==== RECORDS

PR #1258, opened 2026-02-16
expand: apply array slicing in quoted parameter expansions

### LINKED ISSUE #1239: interp: `local -a` without assignment doesn't create indexed array
## Summary

When using `local -a varname` (or `declare -a varname`) without an assignment, the variable is not properly initialized as an indexed array. Subsequent array operations like `+=` or index assignment don't work as expected.

## Reproduction

```bash
f() {
    local -a arr
    arr+=("a" "b")
    echo "${arr[@]}"
}
f
```

**Expected output:** `a b`
**Actual output:** (empty or incorrect)

Similarly:

```bash
f() {
    declare -a arr
    arr[0]="x"
    arr[1]="y"
    echo "${arr[@]}"
}
f
```

**Expected output:** `x y`
**Actual output:** (empty or incorrect)

## Analysis

Looking at `interp/runner.go` around line 711-720, when processing a naked declaration with `-a` flag:

```go
if as.Naked {
    if valType == "-A" {
        vr.Kind = expand.Associative
    } else {
        vr.Kind = expand.KeepValue
    }
}
```

The code correctly handles `-A` (associative array) by setting `vr.Kind = expand.Associative`, but `-a` (indexed array) falls through to the `else` branch which sets `vr.Kind = expand.KeepValue` instead of `expand.Indexed`.

## Expected Fix

```go
if as.Naked {
    switch valType {
    case "-A":
        vr.Kind = expand.Associative
    case "-a":
        vr.Kind = expand.Indexed
    default:
        vr.Kind = expand.KeepValue
    }
}
```

## Real-World Impact

This bug affects Gentoo's `ver_cut` function from `/usr/lib/portage/bin/version-functions.sh`, which uses `local -a comp` to parse version strings. We discovered this while implementing a Go-based package manager that uses mvdan.cc/sh for ebuild evaluation.

## Environment

- mvdan.cc/sh version: v3.12.0 (latest)
- Go version: 1.25.4

kolkov:
When `"${a[@]:offset:length}"` was the sole content of a double-quoted word, `quotedElemFields` returned the full array without applying the slice. This happened because the fast path for quoted array expansions did not account for `pe.Slice`.

### Reproduction

```bash
$ bash -c 'a=(1 2 3 4 5); echo "${a[@]:2:2}"'
3 4

$ gosh -c 'a=(1 2 3 4 5); echo "${a[@]:2:2}"'
1 2 3 4 5
```

### Fix

Add a `sliceElems` helper that applies offset and length to the element list, and call it from the `[@]` and `[*]` return points in `quotedElemFields`.

### Tests

6 new test cases covering `[@]`, `[*]`, array assignment, offset-only, negative offset, and negative-beyond-bounds.

Fixes #1239.

### DIFF
--- a/expand/expand.go
+++ b/expand/expand.go
@@ -796,7 +796,7 @@ func (cfg *Config) quotedElemFields(pe *syntax.ParamExp) []string {
 		vr := cfg.Env.Get(name)
 		switch vr.Kind {
 		case Indexed:
-			return vr.List
+			return cfg.sliceElems(pe, vr.List)
 		case Associative:
 			return slices.Collect(maps.Values(vr.Map))
 		case Unknown:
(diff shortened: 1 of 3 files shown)


kolkov:
Note: while working on this fix I noticed a pre-existing issue with positional parameter slicing. `${@:N}` uses 1-based offsets in bash (and offset 0 includes `$0`), but gosh treats the offset as 0-based:

```bash
$ bash -c 'f() { echo "${@:2:2}"; }; f a b c d e'
b c

$ gosh -c 'f() { echo "${@:2:2}"; }; f a b c d e'
c d
```

The root cause is in `paramExp`: `vr.List` is set to `r.Params` which stores `$1`+ as a 0-indexed Go slice, so `elems[2:]` gives `$3` instead of `$2`. This affects both quoted and unquoted paths.

I intentionally kept this PR scoped to indexed arrays only. Want me to file a separate issue for the positional parameter case?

========

= WORK REQUIRED =
Respond with one number, namely the count of lines in the entries above that hold the word "uses".

= ANSWER TO THIS EXERCISE =
2